Churashi (sushi bowl) of more pedestrian sorts than raw fish

Pack for reheating:

 Sushi rice
 Teriyaki chicken, salmon, spam, pork, beef....

Pack for cold:

 shredded vegetables: carrots, cucumber, romaine, bean sprouts and so on.

 shredded nori-this will go soggy quickly. pack separately from everything. Easiest to prep with scissors. You can supposedly buy small foil packets of pre shredded nori but I've never found it locally. My Japanese friend does, but she can't tell me how to find it. I don't get it.
Garnishes

Furikake
Soy sauce
Wasabi

Reheat the rice and meat. Add your vegetables (lots) and season with the garnishes. For wasabi, in my total food heathenness, I brush my fork or chopstick through the wasabi lightly to season the mouthful as desired. Works, but is somewhat inelegant.

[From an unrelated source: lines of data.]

PR #91445, opened 2023-09-01
Cleanup only changes

Maoni0:
+ fixed compiler errors for when BACKGROUND_GC is not defined

+ made a few things only defind when USE_REGIONS is not defined as they are only used for segments case

+ fixed an AV in a dprintf in descr_generations that @cshung noticed

+ reverted the dprintf change I accidently left in a previous PR that @mrsharm noticed

+ got rid of some unused methods

+ got rid of some useless, obsolete or wrong comments and move the finalize lock comment to an appropriate place

+ fixed some inappropriate line width, inconsistent formatting, unused args/fields and typos. 
there are other inconsistent formating like spacing but there are many so they should be in their own PR to not completely dwarf changes in this one.

### DIFF
--- a/src/coreclr/gc/gc.cpp
+++ b/src/coreclr/gc/gc.cpp
@@ -41,7 +41,8 @@ public:
     }
 
     // obtain random number in the range 0 .. r-1
-    static uint64_t get_rand(uint64_t r) {
+    static uint64_t get_rand(uint64_t r)
+    {
         // require r >= 0
         uint64_t x = (uint64_t)((get_rand() * r) >> 31);
         return x;
@@ -1359,11 +1360,9 @@ inline bool can_use_write_watch_for_card_table()
 #endif
 }
 
-#else
+#else //WRITE_WATCH
 #define mem_reserve (MEM_RESERVE)
 #endif //WRITE_WATCH
-
-//check if the low memory notification is supported
 
 void WaitLongerNoInstru (int i)
 {
@@ -1479,7 +1478,8 @@ enter_msl_status gc_heap::enter_spin_lock_msl_helper (GCSpinLock* msl)
                     {
                         if (VolatileLoad (&msl->lock) == lock_free || IsGCInProgress ())
                             break;
-                        YieldProcessor ();           // indicate to the processor that we are spinning
+                        // give the HT neighbor a chance to run
+                        YieldProcessor ();
                     }
                     if (VolatileLoad (&msl->lock) != lock_free && !IsGCInProgress ())
                     {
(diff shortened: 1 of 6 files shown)


src/coreclr/gc/gcpriv.h
```diff
@@ -294,7 +294,8 @@ void GCLogConfig (const char *fmt, ... );
 #define MAX_NUM_BUCKETS (MAX_INDEX_POWER2 - MIN_INDEX_POWER2 + 1)
 
 #ifdef USE_REGIONS
-#define MAX_REGION_SIZE 0x80000000
+// We constrain this as many bookkeeping fields use an int
+#define MAX_REGION_SIZE (1 << (sizeof (int32_t) * 8 - 1))
```
mangod9, line 298:
```suggestion
#define MAX_REGION_SIZE (1 << ((sizeof (int32_t) * 8) - 1))
```

src/coreclr/gc/gc.cpp
```diff
@@ -2961,8 +2960,8 @@ BOOL        gc_heap::heap_analyze_enabled = FALSE;
 
 #ifndef MULTIPLE_HEAPS
 
+alloc_list gc_heap::gen2_alloc_list[NUM_GEN2_ALIST - 1];
 alloc_list gc_heap::loh_alloc_list [NUM_LOH_ALIST-1];
```
mangod9, line 2964:
```suggestion
alloc_list gc_heap::loh_alloc_list [NUM_LOH_ALIST - 1];
```

src/coreclr/gc/gc.cpp
```diff
@@ -2961,8 +2960,8 @@ BOOL        gc_heap::heap_analyze_enabled = FALSE;
...
-alloc_list gc_heap::gen2_alloc_list[NUM_GEN2_ALIST-1];
 alloc_list gc_heap::poh_alloc_list [NUM_POH_ALIST-1];
```
mangod9, line 2965:
```suggestion
alloc_list gc_heap::poh_alloc_list [NUM_POH_ALIST - 1];
```

src/coreclr/gc/gc.cpp
```diff
@@ -29192,18 +29194,14 @@ void gc_heap::mark_phase (int condemned_gen_number, BOOL mark_only_p)
             }
         }
 
-#ifdef FEATURE_BASICFREEZE
-#ifdef USE_REGIONS
-        assert (!ro_segments_in_range);
```
mangod9, line 29197: assume removal of this assert is intentional?

Maoni0: yes `ro_segments_in_range` is not defined unless FEATURE_BASICFREEZE is defined.

src/coreclr/gc/gc.cpp
Maoni0: done

src/coreclr/gc/gc.cpp
Maoni0: done

mangod9:
There appear to be test failures related to this change.

Maoni0:
yep, my bad for missing a line. I've pushed a fix. I already observed this in my own testing when I tried things with segments.

mangod9 (approved):
LGTM, but wondering if this change will conflict with any backports to 8?

Maoni0:
> LGTM, but wondering if this change will conflict with any backports to 8?

it could since it does touch the DATAS code path a little; but I'm happy to help resolve any conflicts. I wouldn't want to not merge just because we need to resolve a few conflicts.

mangod9:
ok, thats fine then.

PR #91233, opened 2023-08-28
Use live illink to trim framework

sbomer:
https://github.com/dotnet/runtime/pull/90517 added a workaround to trim the framework using the SDK's version of ILLink.Tasks (see https://github.com/dotnet/runtime/pull/90517#issuecomment-1677995252 for context). This removes the workaround and replaces it with logic to use the live build of ILLink.Tasks.

The dependency on ILLink.Tasks is expressed via a magical `ProjectReference` that @ViktorHofer kindly helped me construct.

Unfortunately I had to add a small extension point to `Microsoft.NET.ILLink.Tasks.props`, to allow overriding the analyzer props path. This lets it be imported right out of the source tree, instead of from the build output of ILLink.Tasks.

PR #91454, opened 2023-09-01
Fix official builds for NativeAOT

ViktorHofer:
Fixes regression introduced in https://github.com/dotnet/runtime/pull/91233

The ILLink ProjectReference output shouldn't be copied to consuming projects.

From the docs:
> Private	Optional boolean. Specifies whether the reference should be copied to the output folder. This attribute matches the Copy Local property of the reference that's in the Visual Studio IDE.

From what I can see, this is only happening on NativeAOT legs because of this glob: https://github.com/dotnet/runtime/blob/91ac6b3544d53fcf9e6962575813c1cd54aa27bd/eng/liveBuilds.targets#L82-L87

### DIFF
--- a/eng/illink.targets
+++ b/eng/illink.targets
@@ -6,12 +6,11 @@
   </PropertyGroup>
 
   <ItemGroup>
-    <!-- SkipGetTargetFrameworkProperties builds ILLink.Tasks without any TargetFramework settings
-         based on the referencing project, preventing errors when illink.targets is imported by a
-         project with TargetFrameworks that are incompatible with those of ILLink.Tasks. -->
+    <!-- THe assembly shouldn't be referenced, nor promoted to a package dependency, nor copied to the output directory. -->
     <ProjectReference Include="$(_ILLinkTasksSourceDir)ILLink.Tasks.csproj"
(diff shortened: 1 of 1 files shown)


eng/illink.targets
```diff
@@ -6,12 +6,11 @@
   </PropertyGroup>
 
   <ItemGroup>
-    <!-- SkipGetTargetFrameworkProperties builds ILLink.Tasks without any TargetFramework settings
-         based on the referencing project, preventing errors when illink.targets is imported by a
-         project with TargetFrameworks that are incompatible with those of ILLink.Tasks. -->
+    <!-- THe assembly shouldn't be referenced, nor promoted to a package dependency, nor copied to the output directory. -->
```
akoeplinger, line 9:
```suggestion
    <!-- The assembly shouldn't be referenced, nor promoted to a package dependency, nor copied to the output directory. -->
```

akoeplinger (approved):

agocke:
Thanks! I have to say, "Private=false" means don't copy makes absolutely no sense to me, but at least it works!

ViktorHofer:
At least it's documented ;)

Issue #91394, opened 2023-08-31
[Mono] Add missing SIMD support for some methods from System.Numerics.Vector2/3/4 and Quaternion on Arm64


matouskozak:
### Vector2
- [x] SN_CopyTo - CoreClr doesn't intrinsify this API
- [x] SN_Distance
- [x] SN_DistanceSquared
- [x] SN_Length
- [x] SN_LengthSquared
- [x] SN_Lerp
- [x] SN_Normalize

### Vector3
- [x] SN_CopyTo - CoreClr doesn't intrinsify this API
- [x] SN_Distance
- [x] SN_DistanceSquared
- [x] SN_Length
- [x] SN_LengthSquared
- [x] SN_Lerp
- [x] SN_Normalize

### Vector4
- [x] SN_CopyTo - CoreClr doesn't intrinsify this API
- [x] SN_Distance
- [x] SN_DistanceSquared
- [x] SN_Length
- [x] SN_LengthSquared
- [x] SN_Lerp
- [x] SN_Normalize

### Quaternion
- [x] Conjugate

fanyang-mono:
This issue was completed via https://github.com/dotnet/runtime/pull/98761

Issue #73462, opened 2022-08-05
[Mono] Add SIMD support for System.Numerics.Vector2 on Arm64


fanyang-mono:
Methods:

- [x] ctor
- [x] Abs
- [x] Dot
- [x] GetElement
- [x] Max
- [x] Min
- [x] SquareRoot
- [x] WithElement
- [x] get_Item
- [x] get_One
- [x] get_Zero
- [x] set_Item

Operators:

- [x] Additon
- [x] Division
- [x] Equality
- [x] Inequality
- [x] Multiply
- [x] Subtraction

fanyang-mono:
Couldn't get to this within .NET8, due to other higher priority projects.

PR #91455, opened 2023-09-01
[WIP][mono] Basic SIMD support for System.Numerics.Vector2 on arm64

matouskozak:
This PR adds basic SIMD support for `System.Numerics.Vector2` on arm64. Equaling the current support present for `System.Numerics.Vector4`.

Current SIMD support for `Vector2` with mini/llvm:
- SN_ctor
- SN_Abs
- SN_Add
- SN_Clamp
- SN_Divide (currently disabled `Vector2` / `float` scenario, will enable in the next PR)
- SN_Dot
- SN_Max
- SN_Min
- SN_Multiply
- SN_Negate
- SN_SquareRoot
- SN_Subtract
- SN_get_Item
- SN_get_One
- SN_get_UnitX
- SN_get_UnitY
- SN_get_Zero
- SN_op_Addition
- SN_op_Division
- SN_op_Equality
- SN_op_Inequality
- SN_op_Multiply
- SN_op_Subtraction
- SN_op_UnaryNegation
- SN_set_Item

Future work on the missing intrinsic is tracked here https://github.com/dotnet/runtime/issues/91394.
Contributes to: https://github.com/dotnet/runtime/issues/73462

---
p.s. These getters currently use 128-bit code paths for emitting const values (`emit_xconst_v128`) even for Vector2 (64-bit vector):
- SN_get_UnitX
- SN_get_UnitY
- SN_get_One

While it looks like the generated code is okay locally, it could potentially cause problems in `mono_arch_emit_exceptions` or in subsequent exception handling https://github.com/dotnet/runtime/blob/c12429abaa1762dc971d6e4ef2f34e7140c1b364/src/mono/mono/mini/mini-arm64.c#L6092-L6094

@fanyang-mono @jandupej Any thoughts on that? Is dedicated 64-bit const value emit worth implementing?


matouskozak:
More paths where 128-bit vector paths are used detected (e.g. `OP_XZERO`). Changing to WIP and I'll investigate further.

jandupej:
> These getters currently use 128-bit code paths for emitting const values...

You can use a `fmov` to flood the lower two floats with `1.0f`. This gives you the fastest `SN_get_One` possible (there is a 64-bit variant of this, with `q=0`). To make `SN_get_UnitX/Y` you can shift the vector left or right as doubles by 32. Zeros are shifted in, so this will give you a `(0.0f, 1.0f)` or reverse. This will destroy the upper 64 bits of the register, but it shouldn't be a problem as only the lower 64 bits are of importance.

Sounds more complex than it is really.


----------



## fatcook (Apr 25, 2017)

Stuffed peppers or cabbage. Any casserole type dish with a gravy or sauce.


----------



## maryb (Mar 21, 2008)

Oh yeah, leftover lasagna microwaves okay if the slice isn't super thick, Tator tot hotdish always made good leftovers. 

And you can't leave out the classic leftover meatloaf sandwich with ketchup! Or sliced meatballs piled in some french bread after reheating in tomato sauce...


----------



## rittenremedy (Apr 18, 2016)

Most casseroles can be reheated fine in the microwave and are a great way to use up leftovers and budget-friendly foods. Though if you do the crispy topping it won't stay crispy. I baked a chicken Sunday and on Tuesday shredded the breast meat, mixed with 1/2 pound pasta (boiled 5 minutes), 1 onion (cooked), 1-3 garlic cloves, 1 cup of thawed spinach, 1 cup of ricotta, 1 cup of grated parmesan, and a splash of milk, and topped with "panko."

Some more complex but variable lunches would be "bowls" that could be reheated or served cold, like what phatch said. Base could be white or brown rice, rice noodles, whatever. One I like to make occasionally is rice noodles, cooked pork, any sort of crunchy green the can be eaten raw, shredded carrots, basil, cilantro, and a dressing made with fish sauce, lime, sugar, and hot sauce. I like that it doesn't need reheating and also doesn't leave me hungry in an hour because all I ate for lunch was salad.

The same idea could probably work with a lot of different cuisines, patch's curashi, Korean bibimbap, Vietnamese bun, Caribbean rice and peas, Southern red beans and rice, Indian biryani...


----------